RS300
- Class symbol

Development
- Designer: Clive
- Year: 1998
- Name: RS300

Boat
- Crew: 1

Hull
- Type: Monohull
- Construction: Epoxy GPR Foam Sandwich
- Hull weight: 128 lb (58 kg) (165 lb (75 kg) total sailing weight)
- LOA: 14 ft 0 in (4.27 m)
- Beam: 6 ft 7 in (2.01 m)

Hull appendages
- Keel: Daggerboard

Sails
- Total sail area: 99 sq ft (9.2 m^{2}) (Rig A) 107 sq ft (9.9 m^{2}) (Rig B)

Racing
- RYA PN: 972 (2018)

= RS300 =

Type of dinghy

The RS300 is a modern racing sailing dinghy made by RS Sailing. The RS300 is a one-design, single-handed, hiking dinghy with a PY (Portsmouth Yardstick, RYA) of 972. Designed by Clive Everest and first produced in 1998, it is inspired by the International Moth, of which Everest was a successful designer.
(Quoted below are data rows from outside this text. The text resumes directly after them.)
PR #495, opened 2016-01-24
Android gradle plugin fixes

ramib85:
Hi,
I'm an Android developer,
I use this project on a daily basis by utilizing the cli during our project's build process.
I tried to use the gradle plugin but unfortunately it didn't compile correctly, although the source code was generated correctly, it seems that the generated code isn't added to the source set of the project correctly.
I'm using several kinds of build variants which are essentially different build setups, when using this advanced configuration, the generated code must be added to each build variant's source set.
Although the gradle plugin's code does something like that, it doesn't actually compile when the project's code depends on the generated code.
I've reproduced compilation errors on the android example code projects in the gradle plugin's source code.

In this pull request, I offer a solution that works, I've reimplemented how the generated code is being added to the build variant's source set. I've based my implementation on other gradle plugins for Android.
Such as: 
https://github.com/Flipboard/psync/blob/master/psync/src/main/groovy/com/flipboard/psync/PSyncPlugin.groovy

Commit notes:
Added Support for code generation for different build variants of Android project.
Fixed : adding the generated code to each build variant source set correctly, so it can be picked up by the compiler.
Added example usage of a generated class into the Android app and library classes.
Added correct compile time dependencies to the example projects such that the generated code could compile successfully.
Updated Android SDK and gradle versions.

### DIFF
--- a/jsonschema2pojo-gradle-plugin/example/android/app/build.gradle
+++ b/jsonschema2pojo-gradle-plugin/example/android/app/build.gradle
@@ -12,13 +12,13 @@ buildscript {
 }
 
 android {
-    compileSdkVersion 21
-    buildToolsVersion "21.1.2"
+    compileSdkVersion 23
+    buildToolsVersion "23.0.2"
 
     defaultConfig {
         applicationId "jsonschema2pojo.joelittlejohn.github.com.androidexample"
         minSdkVersion 17
-        targetSdkVersion 21
+        targetSdkVersion 23
         versionCode 1
         versionName "1.0"
     }
@@ -29,11 +29,26 @@ android {
         }
     }
 
+    packagingOptions {
+        exclude 'META-INF/LICENSE.txt'
+    }
+
 }
 
 dependencies {
     compile fileTree(dir: 'libs', include: ['*.jar'])
-    compile 'com.android.support:appcompat-v7:21.0.3'
+    compile 'com.android.support:appcompat-v7:23.1.1'
+
+    // Required for @Generated annotation
+    compile 'org.glassfish:javax.annotation:10.0-b28'
+    // Required if generating Gson annotations
+    compile 'com.google.code.gson:gson:2.4'
+    // Required if generating equals, hashCode, or toString methods
+    compile 'commons-lang:commons-lang:2.6'
+    // Required if generating JSR-303 annotations
+    compile 'javax.validation:validation-api:1.1.0.CR2'
+    // Required if generating Jackson 2 annotations
+    compile 'com.fasterxml.jackson.core:jackson-databind:2.1.4'
 
 }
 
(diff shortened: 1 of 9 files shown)


joelittlejohn:
Thanks. It looks like you have made some very good additions and adjustments here.

I don't use Gradle or develop for Android myself, so it would be useful if others that do could try these changes. Do you foresee any issues for people that use Gradle but not for Android development? Is there anything added here that they would not want?

I'll take a look through the code and add some comments.

jsonschema2pojo-gradle-plugin/example/android/app/build.gradle
```diff
@@ -29,11 +29,26 @@ android {
...
+
 }
 
 dependencies {
     compile fileTree(dir: 'libs', include: ['*.jar'])
-    compile 'com.android.support:appcompat-v7:21.0.3'
+    compile 'com.android.support:appcompat-v7:23.1.1'
+
+    // Required for @Generated annotation
+    compile 'org.glassfish:javax.annotation:10.0-b28'
```
joelittlejohn: I don't understand why this is required. @Generated is part of Java's core: http://docs.oracle.com/javase/6/docs/api/javax/annotation/Generated.html

joelittlejohn: Ah, maybe this is an Android only problem?

ramib85: Android doesn't contain the full Java language and is missing @Generated annotation.
I've added it only to the Android example project.

It would be nice if annotationStyle=none would take care not to create @Generated annotation.  Or if there was another parameter to control if @Generated would be added to the generated class.

ramib85:
Regarding usage for non-Android development,
I've taken care to create a separate gradle task that will be used for Android project.
The Gradle plugin will call a different code for Java and Android projects.

ramib85:
can the pull request be merged if there aren't any standing issues?

joelittlejohn:
I don't see a problem with merging and releasing this. Is there anything that Gradle users should know on upgrading to this release? Either the Android or non-Android users?

ramib85:
For Non-Android users, there is no change.
For Android users, the plugin will ignore _targetDirectory _  and will generate the classes into a generated source folder for each build variant and add this directory to the java source set, so the compiler will find and compile the newly generated source files.
This change was made to be compliant with Android's source folder structure and to support different build variants.

joelittlejohn:
Instead of ignoring the `targetDirectory` for Android projects, I think the different source folders should go into the specified `targetDirectory`. At present the various source folders will go into a hard coded location of  `$project.buildDir/generated/source/js2p/$variant.flavorName/$variant.buildType.name/` and unfortunately I don't think this is acceptable since people will want to have control over where these sources go.

ramib85:
I've tried to implement saving the source folders under the specified targetDirectory.
Although the files are generated correctly, they aren't added to the java source sets of the build variant, which causes the compilation of the project to fail because those files were not compiled.

Android's gradle build seems to look for build variant generated source files only at a very specific path, 
`$project.buildDir/generated/source/js2p/$variant.flavorName/$variant.buildType.name/`
Using this path is compliant with other files that Android build generates.
Putting the generated files under the `$project.build` path has the advantage of being ignored by version control and cleaned when running 'clean' on the project. 

In my company's Android projects, we compile against the generated code and it doesn't really matter to the developers where those files are saved.

joelittlejohn:
@ramib85 what I mean is that you still add these directories to the classpath as part of your pull request, but instead of using `$project.buildDir/generated/source/js2p/$variant.flavorName/$variant.buildType.name/` you would use `$targetDirectory/$variant.flavorName/$variant.buildType.name/`

Typically the targetDirectory will be inside the project build dir, in fact you can see in the readme we suggest:

`${project.buildDir}/generated-sources/js2p`

ramib85:
As far as I know on Android projects directory structure, 
The android gradle build expects this pattern for generated code,
only the name of the **XXXX** directory is changeable, this path is needed for adding the generated files to the source set.
$project.buildDir/generated/source/**XXXX**/$variant.flavorName/$variant.buildType.name/

Example of my project structure:
http://i.imgur.com/kTHJ04y.png

joelittlejohn:
Thanks, I'll defer to your superior knowledge on how Gradle builds for Android work!

PR #499, opened 2016-02-02
Add javaName schema property

SpaceBison:
This PR adds an option for defining custom field names instead of the ones inferred from property names. For example, this:
```json
{
  "type": "object",
  "properties": {
    "a": {
      "javaName": "b",
      "type": "string"
    }
  }
}
```
will generate this:
```java
@Generated("org.jsonschema2pojo")
@JsonPropertyOrder({
    "a"
})
public class SimpleTest {

    /**
     * 
     * Corresponds to the "a" property.
     * 
     */
    @JsonProperty("a")
    private String b;

    /**
     * 
     * Corresponds to the "a" property.
     * 
     * @return
     *     The b
     */
    @JsonProperty("a")
    public String getB() {
        return b;
    }

    /**
     * 
     * Corresponds to the "a" property.
     * 
     * @param b
     *     The b
     */
    @JsonProperty("a")
    public void setB(String b) {
        this.b = b;
    }
    /* ... */
}
```

### DIFF
--- a/jsonschema2pojo-core/src/main/java/org/jsonschema2pojo/rules/JavaNameRule.java
+++ b/jsonschema2pojo-core/src/main/java/org/jsonschema2pojo/rules/JavaNameRule.java
@@ -1,0 +1,38 @@
+/**
+ * Copyright © 2010-2014 Nokia
+ *
+ * Licensed under the Apache License, Version 2.0 (the "License");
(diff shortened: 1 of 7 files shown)


joelittlejohn:
A nice and very useful addition I think. I'll take a look through the code
and comment on anything I think needs to change. Thanks for submitting this!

==Performance and design==
There are two rigs for the boat. Rig A is slightly smaller than Rig B. The two sail sizes ensure that the power-to-weight ratio and handling characteristics are similar for both large and small sailors. In Yachts & Yachting magazine in the year 2000, the RS300 was described by Steve Cockerill, past and present UK champion in many classes, including the RS300, Blaze & Laser Radial, as "one of the most challenging and exciting dinghies I have ever sailes," as well as "the first boat that I have sailed that is a joy just to sail around the course let alone race.”

==Awards==
- 1998 - Won Small Sailing Boat of the Year Award at the British Nautical Awards.
- 2000 - Recognised as a 'Millennium Project' in the UK and was on display at the Millennium Dome.